Der neurogene Schock bei Querschnittlähmung

Beim neurogenen Schock handelt es sich um einen aufgrund neurologischer Ursachen verringerten Blutdruck. Er kommt häufig bei Menschen mit Tetraplegie oder hoher Paraplegie (Lähmungshöhe Th 1 bis Th 4) vor.

Die Kreislaufproblematik

Der Kreislauf wird autonom, d. h. ohne willentliche Kontrolle, vom vegetativen Nervensystem gesteuert. Dabei sorgen Sympathikus und Parasympathikus in ihren Rollen als Gegenspieler für anregende, leistungssteigernde bzw. hemmende, verlangsamende Reize. Bei einer Querschnittlähmung allerdings wird diese antagonistische Wirkungsweise beeinträchtigt, was am Verlauf der Nervenbahnen von Sympathikus und Parasympathikus liegt (siehe: Kreislaufprobleme bei Querschnittlähmung). Eine Verletzung im mittleren Bereich des Rückenmarks beeinflusst lediglich die Funktionen des Sympathikus, d. h. wichtige anregende Impulse, etwa zur Steigerung von Herztätigkeit und Blutdruck, Durchblutung und Stoffwechselaktivität, fehlen (Zäch/Koch, 2006).

Der neurogene Schock

Der neurogene Schock ist eine Schockform, die durch den Ausfall neuronaler Funktionen verursacht wird. Infolge der Unterbrechung der nervalen Versorgung der Blutgefäße entsteht eine Vasoparalyse, d. h. eine Lähmung der glatten Muskulatur der Blutgefäße. Die Gefäße sind maximal erweitert. Eine Gegenregulation des Sympathikus kann nicht erfolgen, was zu einer Hypovolämie, d. h. einer Verminderung der im Kreislauf zirkulierenden Blutmenge, mit Kreislaufinsuffizienz führt.

Der neurogene Schock zeigt sich bei Querschnittgelähmten häufig durch das Auftreten von:

  • Bradykardie – Ein Herzschlag von unter 60 Schläge pro Minute (bei Erwachsenen)
  • Hypotonie – Ein niedriger Blutdruck von unter 100/60 mmHg (bei Erwachsenen)
  • Poikilothermie – Eine Inkonstanz der Körpertemperatur aufgrund der Temperaturregulationsstörung

Eine Hypotonie kann Verletzungen des zentralen Nervensystems verschlimmern und zu einer Hypoperfusion bei Querschnittlähmung beitragen.
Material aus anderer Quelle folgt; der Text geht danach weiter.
PR #9842, opened 2024-08-19
cypress: fix errors due to missing a11y handling

eszkadev:
regression from commit e36d6ffb9b13ffd440744425da128a9446530f01 fix: fix UI preference inconsistencies

where we introduced second place where enableAccessibility is controlled. This caused that we were out of sync in few places so we used regular TextInput while having a11y enabled...

We got bunch of this._map._textInput.onAccessibilityFocusChanged is not a function

This was visible only after we added additional dialogs/errors on unhandled exceptions inside cypress recently.

### DIFF
--- a/browser/js/global.js
+++ b/browser/js/global.js
@@ -691,6 +691,27 @@ function getInitializerClass() {
 		},
 	};
 
+	global.getAccessibilityState = function () {
+		var isCalcTest =
+			global.docURL.includes('data/desktop/calc/') ||
+			global.docURL.includes('data/mobile/calc/') ||
+			global.docURL.includes('data/idle/calc/') ||
+			global.docURL.includes('data/multiuser/calc/');
+
+		// FIXME: a11y doesn't work in calc under cypress
+		if (L.Browser.cypressTest && isCalcTest)
+			global.enableAccessibility = false;
+
+		if (L.Browser.cypressTest) {
+			global.prefs.set('accessibilityState', global.enableAccessibility);
+			global.app.accessibilityState = global.enableAccessibility;
+		}
+
+		var accessibilityState = global.prefs.getBoolean('accessibilityState');
+		global.app.accessibilityState = accessibilityState;
+		return accessibilityState;
+	};
+
 	// Renamed in 24.04.4.1
 	const prefDocTypes = ['text', 'spreadsheet', 'presentation', 'drawing'];
 	for (const docType of prefDocTypes) {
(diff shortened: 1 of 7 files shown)


browser/js/global.js
```diff
@@ -1595,11 +1595,16 @@ function getInitializerClass() {
...
 				if (L.Browser.cypressTest && isCalcTest)
 					global.enableAccessibility = false;
 
+				if (L.Browser.cypressTest)
+					window.prefs.set('accessibilityState', global.enableAccessibility);
+
 				var accessibilityState = global.prefs.getBoolean('accessibilityState');
-				accessibilityState = accessibilityState || (L.Browser.cypressTest && !isCalcTest);
+				if (accessibilityState === undefined)
+					accessibilityState = global.enableAccessibility;
```
Minion3665, line 1607: You can specify the default value of something in the prefs handler like so
```js
global.prefs.getBoolean('accessibilityState', global.enableAccessibility);
```

The default default value is `false`, making your code equivalent to 

```js
var accessibilityState = global.prefs.getBoolean('accessibilityState');

if (false) // accessibilityState will never be `undefined`
	accessibilityState = global.enableAccessibility;
```

The reason it wasn't like that before was that accessibilityState was *always* true if it was in localStorage, although that probably wasn't the best for a cypress test anyway

browser/js/global.js
```diff
@@ -1595,11 +1595,16 @@ function getInitializerClass() {
 					global.docURL.includes('data/idle/calc/') ||
 					global.docURL.includes('data/multiuser/calc/');
 
+				// FIXME: it doesn't work in calc under cypress
```
Minion3665, line 1598: slight nit: may you clarify what "it" is here ... I presume you mean "accessibility mode" but I'm not entirely sure

browser/src/map/Map.js
```diff
@@ -317,7 +312,7 @@ L.Map = L.Evented.extend({
 	},
 
 	initTextInput: function(docType) {
-		var hasAccessibilitySupport = window.enableAccessibility && this._accessibilityState;
+		var hasAccessibilitySupport = window.enableAccessibility;
```
Minion3665, line 315: I'm not sure that this doesn't change behaviour outside of cypress... it looks to me like `_accessibilityState` is whether the user has toggled accessibility on and `enableAccessibility` is whether it's enabled in the server ... given that I didn't change that in my patch, I'm surprised you need to here

Was this intentional?

Minion3665 (changes requested):
Mostly small things - the big one is the dropping of `&& this._accessibilityState` in line 315 of `Map.js`

Minion3665 (approved):
There are still things I think could make this nicer, but they're now firmly in the realm of "would be a nice refactor/is a nitpick" - in other words, I'm happy to get this in, thanks!

eszkadev:
yes, but for now I just want to have cypress green locally :)
it fixes desktop, probably need to disable it for mobile as a11y is not useful there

Eine frühzeitige angemessene Flüssigkeitssubstitution ist bei allen Patienten mit akuter Querschnittlähmung notwendig, um die Gewebeperfusion aufrechtzuerhalten. Es muss jedoch darauf geachtet werden keine Flüssigkeitsüberlastung zu verursachen. Behandelt werden kann der neurogene Schock mit blutdrucksteigernden Mitteln.

Für weitere Möglichkeiten der Prophylaxe und Behandlung siehe: Blutdruck im Keller? Hypotonie und orthostatische Dysregulation bei Querschnittlähmung

Neurogener Schock vs. spinaler Schock


Der neurogene Schock ist abzugrenzen vom spinalen Schock, bei dem es unmittelbar nach Eintritt der Rückenmarksverletzung zu einem vollständigen Ausfall aller oder bestimmter neurologischer, motorischer und vegetativer Funktionen unterhalb der Läsionshöhe kommt.

Neurogener Schock

Hämodynamische Phänomen – Verlust des vasomotorischen Tonus und des Tonus getriggert durch das sympathische Nervensystem

 

Klinisches Erscheinungsbild

·         Hypotonie

·         Bradykardie

·         Poikilothermie

Vorgehen: Versorgung mit Flüssigkeit und blutdrucksteigernden Medikamente

Spinaler Schock

Grund: akute Querschnittlähmung

Verlust aller willkürlichen und reflexiven neurologischen Aktivitäten unterhalb der Lähmungshöhe

Kann wenige Tage oder Monate anhalten.

Der spinale Schock kann nicht beeinflusst werden; ob er vorüber ist kann mit dem Auslösen des Bulbocavernosus-Reflex und des Analreflex getestet werden.

Für einen ausführlichen Beitrag zum spinalen Schock siehe: Der spinale Schock


Dieser Text wurde mit größter Sorgfalt recherchiert und nach bestem Wissen und Gewissen geschrieben. Die genannten Produkte, Therapien oder Mittel stellen keine Empfehlung der Redaktion dar und ersetzen in keinem Fall eine Beratung oder fachliche Prüfung des Einzelfalls durch Fachspezialisten wie z. B. Ärzte oder Apotheker.